A limitation of our study was the collection of health diaries from only one-third of the participants randomized in the parent trial; nevertheless, all participants were invited to take part irrespective of adherence to pill taking, and 759 participants gave sufficient power to identify relative risks of 0.7 for URTI episodes and 0.8 for duration. It is possible, but unlikely, that self-selection of participants from the parent study was influenced by any early effect (or lack of effect) of study treatment on URTI symptoms. Limitations in some of our analyses include our use of semiannual self-reported adherence to pill-taking; lack of laboratory confirmation of URTI; and potential misclassification of colds and ILI by symptom-based case definitions.
CONCLUSIONS
Supplementation with 1000 IU/day vitamin D3 supplementation conferred no significant benefit on the incidence, duration, or severity of URTI symptoms in our study population of adults aged 45 years and older without preexisting vitamin D deficiency. Our results suggest that supplementation at this level, or by inference, at the level of the Recommended Dietary Allowance in North America [27] and the European Union [28], and contained in many commonly used supplements, is unlikely to have any noticeable benefit in URTI prevention in the nondeficient adult population. The effects on URTI of supplementation in adults with vitamin D deficiency (<12 ng/mL) should be addressed in future trials.
Supplementary Data
Supplementary materials are available at Clinical Infectious Diseases online (http://cid.oxfordjournals.org). Supplementary materials consist of data provided by the author that are published to benefit the reader. The posted materials are not copyedited.

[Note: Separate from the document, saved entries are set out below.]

PR #34938, opened 2024-08-13
[Fabric-Admin] Fix 'fabricsync sync-device' command always fails

yufengwangca:
'fabricsync sync-device' command always fails on master after the OCW API has been refactored. We need to update the fabric-admin example app to adapt to the new interface.

### DIFF
--- a/examples/fabric-admin/device_manager/DeviceManager.cpp
+++ b/examples/fabric-admin/device_manager/DeviceManager.cpp
@@ -33,7 +33,6 @@ namespace {
 // Constants
 constexpr uint32_t kSetupPinCode               = 20202021;
 constexpr uint16_t kRemoteBridgePort           = 5540;
-constexpr uint16_t kDiscriminator              = 3840;
 constexpr uint16_t kWindowTimeout              = 300;
 constexpr uint16_t kIteration                  = 1000;
 constexpr uint16_t kSubscribeMinInterval       = 0;
@@ -132,11 +131,16 @@ void DeviceManager::OpenRemoteDeviceCommissioningWindow(EndpointId remoteEndpoin
     // Open the commissioning window of a device from another fabric via its fabric bridge.
     // This method constructs and sends a command to open the commissioning window for a device
     // that is part of a different fabric, accessed through a fabric bridge.
-    StringBuilder<kMaxCommandSize> commandBuilder;
+    StringBuilder<512> commandBuilder;
+
+    // Use random discriminator to have less chance of collission.
+    uint16_t discriminator = Crypto::GetRandU16() % 4097; // 4097 to include the upper limit 4096
 
     commandBuilder.Add("pairing open-commissioning-window ");
     commandBuilder.AddFormat("%lu %d %d %d %d %d", mRemoteBridgeNodeId, remoteEndpointId, kEnhancedCommissioningMethod,
-                             kWindowTimeout, kIteration, kDiscriminator);
+                             kWindowTimeout, kIteration, discriminator);
+    commandBuilder.Add(" --setup-pin 20202021");
+    commandBuilder.Add(" --salt hex:4c38d8d7708e777b5df816886167839828578ee98280ddac6e801124e8e695e7");
 
     PushCommand(commandBuilder.c_str());
 }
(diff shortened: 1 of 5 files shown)


saurabhst (approved):

samadDotDev (commented):
We don't need to supply the setup-pin / passcode as it's optional and will be [generated](https://github.com/project-chip/connectedhomeip/blob/20d6857cf5f3c67ffe24cba02f67ff1b372bab29/src/protocols/secure_channel/PASESession.cpp#L145) by commissioning window opener API when [absent](https://github.com/project-chip/connectedhomeip/blob/20d6857cf5f3c67ffe24cba02f67ff1b372bab29/src/controller/CommissioningWindowOpener.cpp#L121C84-L121C98) (and the setup payload from generated values will be returned in the callback). I just double checked that by additional debug logs when passcode parameter is `NullOptional`. 

The only thing I observed making a difference here is using a non-default discriminator in the tests I conducted. 
Here's all you need:

```diff
diff --git a/examples/fabric-admin/device_manager/DeviceManager.cpp b/examples/fabric-admin/device_manager/DeviceManager.cpp
index aea9722bc8..af267187f8 100644
--- a/examples/fabric-admin/device_manager/DeviceManager.cpp
+++ b/examples/fabric-admin/device_manager/DeviceManager.cpp
@@ -33,7 +33,6 @@ namespace {
 // Constants
 constexpr uint32_t kSetupPinCode               = 20202021;
 constexpr uint16_t kRemoteBridgePort           = 5540;
-constexpr uint16_t kDiscriminator              = 3840;
 constexpr uint16_t kWindowTimeout              = 300;
 constexpr uint16_t kIteration                  = 1000;
 constexpr uint16_t kSubscribeMinInterval       = 0;
@@ -134,9 +133,12 @@ void DeviceManager::OpenRemoteDeviceCommissioningWindow(EndpointId remoteEndpoin
     // that is part of a different fabric, accessed through a fabric bridge.
     StringBuilder<kMaxCommandSize> commandBuilder;

+    // Use random discriminator to have less chance of collission.
+    uint16_t discriminator = Crypto::GetRandU16() % 4096; // 4096 to include the upper limit 4095
+
     commandBuilder.Add("pairing open-commissioning-window ");
     commandBuilder.AddFormat("%lu %d %d %d %d %d", mRemoteBridgeNodeId, remoteEndpointId, kEnhancedCommissioningMethod,
-                             kWindowTimeout, kIteration, kDiscriminator);
+                             kWindowTimeout, kIteration, discriminator);

     PushCommand(commandBuilder.c_str());
 }
```

Test Steps:

1. e1-admin adds e2-bridge (using `fabricsync add-bridge <bridgeNodeId> <addr>` command)
2. e2-admin pairs device which becomes available on an endpoint of e2-bridge (`<bridgedEndpointId>`)
3. e1-admin syncs e2-bridge (using `fabricsync sync-device <bridgedEndpointId>` command)
4. e1-admin pairs the device using payload returned from OCW request made in [3]

Test Logs:

- [device.log](https://github.com/user-attachments/files/16594585/device.log)
- [e2-bridge.log](https://github.com/user-attachments/files/16594586/e2-bridge.log)
- [e2-admin.log](https://github.com/user-attachments/files/16594587/e2-admin.log)
- [e1-admin.log](https://github.com/user-attachments/files/16594588/e1-admin.log)
- [e1-bridge.log](https://github.com/user-attachments/files/16594589/e1-bridge.log)

examples/fabric-admin/device_manager/DeviceManager.cpp
```diff
@@ -132,11 +131,15 @@ void DeviceManager::OpenRemoteDeviceCommissioningWindow(EndpointId remoteEndpoin
     // Open the commissioning window of a device from another fabric via its fabric bridge.
     // This method constructs and sends a command to open the commissioning window for a device
     // that is part of a different fabric, accessed through a fabric bridge.
-    StringBuilder<kMaxCommandSize> commandBuilder;
+    StringBuilder<512> commandBuilder;
```
joonhaengHeo, line 134: What is "512" value mean?

examples/fabric-admin/device_manager/DeviceManager.cpp
```diff
@@ -132,11 +131,15 @@ void DeviceManager::OpenRemoteDeviceCommissioningWindow(EndpointId remoteEndpoin
...
+
+    // Use random discriminator to have less chance of collission.
+    uint16_t discriminator = Crypto::GetRandU16() % 4096; // 4096 to include the upper limit 4095
```
joonhaengHeo, line 137: Rather than using the "4096" value directly, it would be more appropriate to define the value 4096 as a const value and use that variable.

tehampson (approved):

The contents of all supplementary data are the sole responsibility of the authors. Questions or messages regarding errors should be addressed to the author.
Notes
Acknowledgments. The authors are grateful to the participants, coinvestigators, and study coordinators in the Vitamin D/Calcium Polyp Prevention Study who made this research possible.
The Polyp Prevention Trial is registered at www.clinicaltrials.gov (NCT00153816).
Financial support. This work was supported by the National Cancer Institute at the National Institutes of Health (grant numbers CA098286 and CA098286-S to J. A. B.). Study pills were provided by Pfizer Consumer Healthcare.
Potential conflicts of interest. Together with Dartmouth College, J. A. B. holds a use patent for the chemopreventive use of calcium supplementation. All other authors report no potential conflicts.
All authors have submitted the ICMJE Form for Disclosure of Potential Conflicts of Interest. Conflicts that the editors consider relevant to the content of the manuscript have been disclosed.